We find similar evidence from a July 2022 study from the highly respected National Bureau of Economic Research (NBER). It found that annual productivity growth in businesses widely relying on remote work like tech and finance increased from 1.1% between 2010 and 2019 to 3.3% since the start of the pandemic. Compare that to industries relying on in-person contact, such as transportation, dining, and hospitality. They went from a productivity growth of 0.6% between 2010 and 2019 to a decrease of 2.6% since the start of the pandemic.

So what explains the drop in productivity associated with quiet quitting? According to Ben Wigert, director of research and strategy for workplace management at Gallup, forcing employees to come to the office under the threat of discipline leads to disengagement, fear, and distrust. Indeed, Gallup found that if people are required to come to the office for more time than they prefer, “employees experience significantly lower engagement, significantly lower well-being, significantly higher intent to leave [and] significantly higher levels of burnout.”

By contrast, employees feel gratitude to companies that give them more flexibility and show trust. As one such employee said, “if my company is going to come in and give me this flexibility, then I’m going to be the first to give them 100%.”

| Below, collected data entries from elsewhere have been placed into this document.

PR #595, opened 2026-05-31
Fix non-ambiguous varargs overload being marked as ambiguous

### LINKED ISSUE #584: Non ambiguous varargs overload are not simplified sometimes
## Vineflower version
a303602c822276e9ce55dfe9f06b04aef545e66b

## Describe the bug
```Java
private void testVarargs() {
    this.add("first id");
    this.add(new String[]{"second id"}); // ambiguous

    this.add(5); // not ambiguous yet vineflower consider it ambiguous because of the two other overloads
    // will decompile to the longer version: add(new Integer[]{5});
}

public void add(String id) {
}

public void add(String... ids) {
}

public void add(Integer... ids) {
}
```
decompiles to
```Java
private void testVarargs() {
    this.add("first id");
    this.add(new String[]{"second id"});
    this.add(new Integer[]{5});
}

public void add(String id) {
}

public void add(String... ids) {
}

public void add(Integer... ids) {
}
```

The last add call is not simplified to this.add(5) unlike before, it seems Vineflower consider it ambiguous because of the two other overloads.
I believe this is a small regression since https://github.com/Vineflower/vineflower/commit/bc57845546f2db7b3b6aa3533d798e12f21c711e which fixes some ambiguous overload not being correctly called.

## Additional information
Compiled using openjdk 25.0.3

aoqia194:
Fixes #584!

I'm not sure if this is the right way to go about it since I know nothing about the area that this code lives. From what I've seen, the issue is that when it is checking a vararg type is ambiguous, it will match even when the type left type and right type are Object.

The main point is to check if the type can be boxed implicitly, but this probably isn't the cleanest way (if you know better, please comment or suggest!).

I've added a test case to show this, but I'll explain it here. In the example shown in the issue, there are overloads for `String`, `String...`, and `Integer...`. When the code is checking for ambiguous vararg overload types, and given `overload(123);`, it will incorrectly match both `String...` and `Integer...` as types because they are both `Object`; thus it becomes ambiguous even though it isn't exactly.

Uhh thats really all of it, simple change. All i did was when checking that the types are matching, I also checked the intersect/meet point between the types. if they don't share a common type anywhere at all then it's probably some completely different type and it shouldn't even be considered!

### DIFF
--- a/src/org/jetbrains/java/decompiler/modules/decompiler/exps/InvocationExprent.java
+++ b/src/org/jetbrains/java/decompiler/modules/decompiler/exps/InvocationExprent.java
@@ -1395,7 +1395,7 @@ public class InvocationExprent extends Exprent {
           }
 
           // If we have two types which are both Object, it's hard to tell what is compatible.
-          // We need to get the common type between the two. If there isn't, it means the type isn't compatible.
+          // We need to get the common type between the two. If there isn't one, it means the type isn't compatible.
           if (leftType.type == CodeType.OBJECT && rightType.type == CodeType.OBJECT) {
             VarType commonType = VarType.meet(leftType, rightType);
             if (commonType == null || commonType == VarType.VARTYPE_NULL) {
--- a/src/org/jetbrains/java/decompiler/modules/decompiler/exps/InvocationExprent.java
+++ b/src/org/jetbrains/java/decompiler/modules/decompiler/exps/InvocationExprent.java
@@ -1393,6 +1393,15 @@ public class InvocationExprent extends Exprent {
           if (leftType.arrayDim != rightType.arrayDim) {
             return false;
           }
+
+          // If we have two types which are both Object, it's hard to tell what is compatibe.
+          // We need to get the common type between the two. If there isn't, it means the type isn't compatible.
+          if (leftType.type == CodeType.OBJECT && rightType.type == CodeType.OBJECT) {
+            VarType commonType = VarType.meet(leftType, rightType);
+            if (commonType == null || commonType == VarType.VARTYPE_NULL) {
+              return false;
+            }
+          }
         }
       }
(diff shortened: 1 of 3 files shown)


testData/results/pkg/TestArrayArg.dec
aoqia194, line 1: this diff is terrible!

src/org/jetbrains/java/decompiler/modules/decompiler/exps/InvocationExprent.java
```diff
@@ -1393,6 +1393,15 @@ private boolean matchesVarargs(VarType[] left, VarType[] right, StructMethod lef
           if (leftType.arrayDim != rightType.arrayDim) {
             return false;
           }
+
+          // If we have two types which are both Object, it's hard to tell what is compatibe.
```
jaskarth:
```suggestion
          // If we have two types which are both Object, it's hard to tell what is compatible.
```

src/org/jetbrains/java/decompiler/modules/decompiler/exps/InvocationExprent.java
```diff
@@ -1393,6 +1393,15 @@ private boolean matchesVarargs(VarType[] left, VarType[] right, StructMethod lef
...
+          // We need to get the common type between the two. If there isn't, it means the type isn't compatible.
```
jaskarth:
```suggestion
          // We need to get the common type between the two. If there isn't one, it means the type isn't compatible.
```

jaskarth (approved):
Looks good! Just two typos from me:

jaskarth (approved):
Looks good! I think this logic should still work in cases where the decompiler can't find one or both classes, which was my main concern. Thanks for the contribution!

Indeed, research by Stanford University even before the pandemic found that workers who spent 4 days a week working remotely were 9% more engaged than in-office staff. Gallup finds that “the optimal engagement boost occurs when employees spend 60% to 80% of their time—or three to four days in a five-day workweek—working off-site.” The Integrated Benefits Institute found in an October 2022 survey that employees who work remotely or in a hybrid environment reported being more satisfied (20.7%) and more highly engaged (50.8%). A June 2022 Citrix survey finds that 56% of fully-remote workers feel engaged, but only 51% of in-office employees do so. The evidence is backed up by a CNBC survey from June 2022, which found that 52% of fully remote workers say they are very satisfied with their jobs, compared with 47% of workers working full-time in the office.

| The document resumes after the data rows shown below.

PR #599, opened 2026-06-08
Remove finally semaphores.

Kroppeb:
I don't like the semaphores, they produce confusing code without any reason, sometimes resulting in code that does not compile.


jaskarth:
I'm not sure if this is the right approach. The semaphores serve to show that there is an expected try/finally structure, but Vineflower was unable to resugar it due to bugs in the finally processor.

No wonder, then, that mandates forcing employees to come to the office result in quiet quitting. Disengaged workers aren’t productive. That’s especially the case if they’re looking for a new job, as shown by two recent surveys. The career website Zety found that 60% of respondents would quit rather than go back to an office-centric, 9-5 job. Another career website, Monster, reported that two-thirds of survey respondents would quit rather than return to the office full time. Not surprisingly, many of those who are forced to return to the office start polishing their resumes and meeting with recruiters.